We are fortunate that our kid (my former SS-32 who I adopted at his request 10yrs ago) is fully self supporting and well on his way to a secure retirement.

As for SS and his car parts.  He can shop and go with LKQ parts Vs new.

I recommend LKQ-Keystone for him to look into. They do Like Kind & Quality (LKQ) parts.  Far less expensive than new.  I just had work done on my vehicle after hitting a curb and damaging a wheel and the suspension of my vehicle. My vehicle is a 2018 model and we are not going to buy new vehicles for another 5 or so years.  Our insurance covers for LKQ replacement parts for anything older than 5 years.  So, they replaced the damaged wheel with an LKQ wheel for $400 compared to $1300 for a new OEM replacement.  LKQ suspension parts were $40 Vs another $2K for new OEM parts.  My insurance covers the parts for as long as I own the vehicle though the parts are not brand new.  Labor of course is a different story.  Labor for the repairs was $3K which your SS can avoid if he is doing the repairs himself.  So, LKQ should be the direction SS goes IMHO.

He can figure out how to pay for it.  If you live in a city with a LKQ-Keystone location, he may be able to just pay cash unless they have to source the parts and ship them in. They will also ship them directly to you.   == If there is no LKQ-Keystone location in your area and SS has no credit car that he can use to oerder the parts from LKG-Keystone,  SS needs to hit the salvage yards, pull the parts himself, and pay the yard cash.  Most yards these days will pull the parts for you for a fee.

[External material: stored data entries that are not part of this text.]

PR #107, opened 2025-02-19
rv add

wes-a2ai:


src/add_remove.rs
```diff
@@ -0,0 +1,176 @@
...
+) -> Result<(), ConfigEditError> {
+    config_edit(config_file, deps, remove_fxn)
+}
+
+// add and remove are almost completely the same except for the mutation of the dependency array.
+// Thus one function calling different mutation functions instead of two functions calling many shared functions
+fn config_edit<F>(
+    config_file: impl AsRef<Path>,
+    deps: Vec<String>,
+    edit_fxn: F,
```
weswc: I have no idea if sending a function is a valid/okay thing to do. I had written this originally with the different DocumentMut and getting the dependencies out as different functions to be shared, but realized this was maybe cleaner? I'm open to other ideas if this isn't a proper thing to do

Keats: It's fine but I would just pass a `Changes` struct like
```
Changes {
   added_deps: Vec<String>,
   removed_deps: Vec<String>,
}
```
This way we can do multiple changes in one go

weswc: How does the cli work then? I'm thinking like `rv dependencies add <pkg vector> remove <pkg vector>` where I add a dependencies Command variant with add and remove elements within?

This pattern could lend itself potentially well to like `rv repositories add` and potentially `rv dependencies list`

Keats: So rather than rv add, rv remove I was thinking of a more general command like `rv edit` where you can add and remove packages, repositories, set force_source etc for people that don't want to deal with toml at all

dpastoor: the most important command to have is a dead simple way to add a package

```
rv add <pkg1> <pkg2>
```

removal of packages, adding repos will be "nice to haves" but will be more niche and likely cases where people will be more comfortable going to the toml.

the adding packages as you work through what you need absolutely needs minimal friction.

You're in your R script, you realize you need to install a new pkg --> fastest path to getting that pkg installed. Today of course thats just in your R session a quick `install.packages('foo')` 


we'd discussed 

```
rv add dplyr
```

for pkgr add <pkg> users quickly requested they wanted flags for --plan and --install so they didn't need to do 2 commands

so we should support that

```
rv add dplyr --plan
```

```
rv add dplyr --sync
```

this could also be namespaced

```
rv add pkg dplyr
```


I like the concept of an `rv edit` for a more flexible set of incantations to target scenarios where we need more complicated invocations, especially where we may need to collect multiple bits of information.

if we use add with namespaces IMO it would be pretty cool to be able to do something like

```
rv add repository
```

which if no information provided would pop up a termui to collect the information for the user

weswc: I'm going to trim this PR down to just be add with the two flags. Do we want `rv add pkg dplyr` so that we're better suited for the additional incantations and don't need to change the ui? Or just do very basic `rv add dplyr`?

dpastoor: i'm fine with you/vincent brainstorming/coming up with a proposal. 

whether we subcommand add, or have different command flavors for add/edit/<whatever>, my core desire is at minimum to really make sure we have a super super easy way for the most common scenario of "just add a basic pkg dep to the dep array and install it quickly". 

Past that, how we then add more customization options could use some design brainstorming

src/add.rs
```diff
@@ -0,0 +1,140 @@
...
+            config_deps.push(Value::String(Formatted::new(d.to_string())));
+            // Couldn't format value before pushing, so adding formatting after its added
+            if let Some(last) = config_deps.iter_mut().last() {
+                last.decor_mut().set_prefix("\n    ");
+            }
+        }
+    }
+}
+
+fn remove_fxn(config_deps: &mut Array, remove_deps: &Vec<String>) {
```
Keats: We don't have remove in that PR right?

src/add.rs
```diff
@@ -0,0 +1,140 @@
...
+        .parse::<DocumentMut>()
+        .map_err(|e| AddError {
+            path: config_file.into(),
+            source: AddErrorKind::Parse(e),
+        })?;
+
+    // get the dependencies array
+    let config_deps = get_mut_array(&mut doc, config_file)?;
+
+    add_fxn(config_deps, &packages);
```
Keats: I think you can just inline it here?

src/add.rs
```diff
@@ -0,0 +1,140 @@
...
+            source: AddErrorKind::NoField("project".to_string()),
+        })?;
+    // get the array indexed by the array name
+    let deps = table
+        .get_mut("dependencies")
+        .and_then(|item| item.as_array_mut())
+        .ok_or(AddError {
+            path: config_file.into(),
+            source: AddErrorKind::NoField("dependencies".to_string()),
+        })?;
```
Keats: Load the config in the command first so you know you have a valid config file and you can get rid of that error handling

src/add.rs
```diff
@@ -0,0 +1,117 @@
...
+        .unwrap();
+    
+    // remove formatting on the last element as we will re-add
+    if let Some(last) = deps.iter_mut().last() {
+        last.decor_mut().set_suffix("");
+    }
+    deps
+}
+
+fn get_dependency_name(value: &Value) -> Option<String> {
```
Keats: You can return Option<&str>, no need to allocate

src/add.rs
```diff
@@ -0,0 +1,117 @@
+use std::path::Path;
+
+use fs_err::write;
+use std::fs;
+use toml_edit::{Array, DocumentMut, Formatted, Value};
+
+pub fn add_packages(packages: Vec<String>, config_file: impl AsRef<Path>) -> Result<(), AddError> {
```
Keats: Not really anything to do for you but I feel like these functions should take the DocumentMut as parameter and not handle any of the file loading/parsing.

src/add.rs
weswc: I do need to allocate at *some* point otherwise the dependency names are in reference to a &mut Array, but changed so that it is not within this function

src/add.rs
weswc: Decided since I was already making the allocation change to make this change as well. I can revert it if its not how you expect

src/add.rs
```diff
@@ -0,0 +1,114 @@
...
+
+use crate::{config::ConfigLoadError, Config};
+
+pub fn read_and_verify_config(config_file: impl AsRef<Path>) -> Result<DocumentMut, AddError> {
+    let config_file = config_file.as_ref();
+    let _ = Config::from_file(config_file).map_err(|e| AddError{
+        path: config_file.into(),
+        source: AddErrorKind::ConfigLoad(e)
+    })?;
+    let config_content = fs::read_to_string(&config_file).map_err(|e| AddError {
```
Keats: you can unwrap here and L21 since if you are able to load the config that means that the config file exists and is valid TOML

src/add.rs
```diff
@@ -0,0 +1,114 @@
...
+    let table = doc
+        .get_mut("project")
+        .and_then(|item| item.as_table_mut())
+        .unwrap();
+    // get the array or insert it if it does not exist
+    let deps = table
+        .entry("dependencies")
+        .or_insert_with(|| Array::new().into())
+        .as_array_mut()
+        .unwrap();
```
Keats, line 61: do you need to bind the table separately? Is it not possible to just get the deps directly?

src/add.rs
```diff
@@ -0,0 +1,114 @@
...
+    
+    // remove formatting on the last element as we will re-add
+    if let Some(last) = deps.iter_mut().last() {
+        last.decor_mut().set_suffix("");
+    }
+    deps
+}
+
+fn get_dependency_name(value: &Value) -> Option<&str> {
```
Keats: You can probably inline it in the iterator

src/main.rs
```diff
@@ -37,6 +37,15 @@ pub enum Command {
...
     /// Replaces the library with exactly what is in the lock file
     Sync,
+    /// Add to a simple package to the project and sync
+    Add {
+        #[clap(value_parser)]
+        packages: Vec<String>,
+        #[clap(long)]
+        plan: bool,
+        #[clap(long)]
+        no_sync: bool,
```
Keats, line 59: what's the difference between plan and no-sync? Can you add `///` comments above them so they get help text?

Keats (changes requested):

src/add.rs
weswc: I removed the table binding to a variable, but we do need to get the table before getting the deps array. I just tried to not get the table and inserted the dependencies on the top level instead

src/main.rs
```diff
@@ -37,13 +37,15 @@ pub enum Command {
...
-    /// Add to a simple package to the project and sync
+    /// Add a simple package to the project and sync
     Add {
         #[clap(value_parser)]
         packages: Vec<String>,
         #[clap(long)]
+        /// Dry run of what sync would do
         plan: bool,
         #[clap(long)]
+        /// Do not automatically sync
```
Keats: I still don't really understand the semantic difference between the 2.
If you add `--plan` it will generate the plan of the changes as a dry run. What's preventing `--no-sync` from doing the same thing if it's enabled?

As a developer I want the following:

- `rv add <packages>`: basic command, add to the config and run sync
- `rv add <packages> --dry-run`: will not change any files on disk but show me what would change (eg --plan and --no-sync but also without actually modifying the lockfile)
- `rv add <packages> --no-sync`: add the packages to the config but do not run the sync. Can probably still show the changes if we want it (unless we expect people to do --dry-run before)

Keats: cc @dpastoor

weswc: Are you saying `--dry-run` would not edit the config either?

The options I have (and maybe the docustrings need updates to be clearer):
* `rv add <packages>`: add the dependencies then run `rv sync`
* `--plan`: add the dependencies then run `rv plan`
* `--no-sync`: add the dependencies and do not sync. In this set-up, it doesn't make sense to show the changes because that's what `--plan` is for

dpastoor: 100% agree with the design @Keats mentioned above - nicely elegant and covers the cases.

As a developer in particular i'd use the --dry-run to add a package that i amwilling to consider but want to see what would happen without needing to go remove the package if i don't want it, pulls in bad stuff etc, vs add --no-sync for i am confident i want it but just might have reasons not to sync immediately. 

case example - i want to add a package but am not sure it will have all its deps even satisfied by my current repos by how the project/repos are setup - quick dry run and if plan bombs with missing deps i can figure out what to do from there

src/main.rs
```diff
@@ -88,8 +98,7 @@ fn resolve_dependencies(context: &CliContext) -> Vec<ResolvedDependency> {
     resolution.found
 }
 
-fn _sync(config_file: &PathBuf, dry_run: bool, has_logs_enabled: bool) -> Result<()> {
-    let mut context = CliContext::new(config_file)?;
+fn _sync(mut context: CliContext, dry_run: bool, has_logs_enabled: bool) -> Result<()> {
```
weswc: changed _sync to take context instead of config_file path so that add can edit just the config and not need to write to a tempfile. I can change it back if you'd like

src/main.rs
Keats: > Are you saying --dry-run would not edit the config either?

Correct

src/main.rs
```diff
@@ -46,6 +45,17 @@ pub enum Command {
     },
     /// Replaces the library with exactly what is in the lock file
     Sync,
+    /// Add simple packages to the project and sync
+    Add {
+        #[clap(value_parser)]
+        packages: Vec<String>,
+        #[clap(long)]
+        /// Dry run of what sync would do with the packages added. Does not make any file changes
```
Keats:
```
/// Do not make any changes, only report what would happen if those packages were added 
```

src/main.rs
```diff
@@ -46,6 +45,17 @@ pub enum Command {
...
+        dry_run: bool,
+        #[clap(long)]
+        /// Add packages to config file, but do not sync
```
Keats: you can add

No effect if `--dry-run` is used.

src/main.rs
```diff
@@ -226,15 +235,42 @@ fn try_main() -> Result<()> {
...
+        } => {
+            // load config to verify structure is valid
+            let mut doc = read_and_verify_config(&cli.config_file)?;
+            add_packages(&mut doc, packages)?;
+            // write the update if not dry run
+            if !dry_run {
+                write(&cli.config_file, doc.to_string())?;
+            }
+            // if no sync, exit early
+            if no_sync {
```
Keats, line 283: Do we display the plan as as a dry-run if no-sync is enabled?

weswc: I was debating this one (and asked in slack). Why I leaned no is for no-sync to "quietly" add the packages to the config, with nothing about sync-ing occurring. But if there's an argument for displaying the plan (@dpastoor??), I have no strong opinions

dpastoor: my gut is to be quiet and add a flag if we want it to invoke plan, especially given at the moment the plan output and sync output look pretty similar it might be visually confusing.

Time for Skippy to figure it out without begging daddy for $Thousands.

IMHO of course.

Harry's picture

That tells me DH is no good with money. He will spend his and yours..  He should take out a loan if he wants to give SS  1,000 S OF $.  3,000 is a good start.  Just make sure that DH understands him paying off that loan doesn't mean you will be making up for his short fall.'s in money.   
'This seams like a life long money problem's  in his family.  Not your problem 

ImperfectlyPerfect's picture

The answer is: NO. Don't give your hard earned savings to this squatter who treats you like garbage. Seriously, uncomplicate the situation that will turn into a never-ending revolving door with SS then SD, etc... Hold strong, don't bend for these people. You don't owe them a thing. 

Dollbabies's picture

Is his car worth a 3K repair job? I have almost always, at least until retirement, driven a used car and quickly learned that when one big thing happened to my car others were not far behind.

Winterglow's picture

I agree. I have been in the situation where repairs would have cost me as much as buying a second-hand car in decent condition. There comes a point where you need to stop pouring money into a lost cause.

Dollbabies's picture

if you could tie the car repair $$$ to his getting a job. Plus the conversation about loan terms, of course.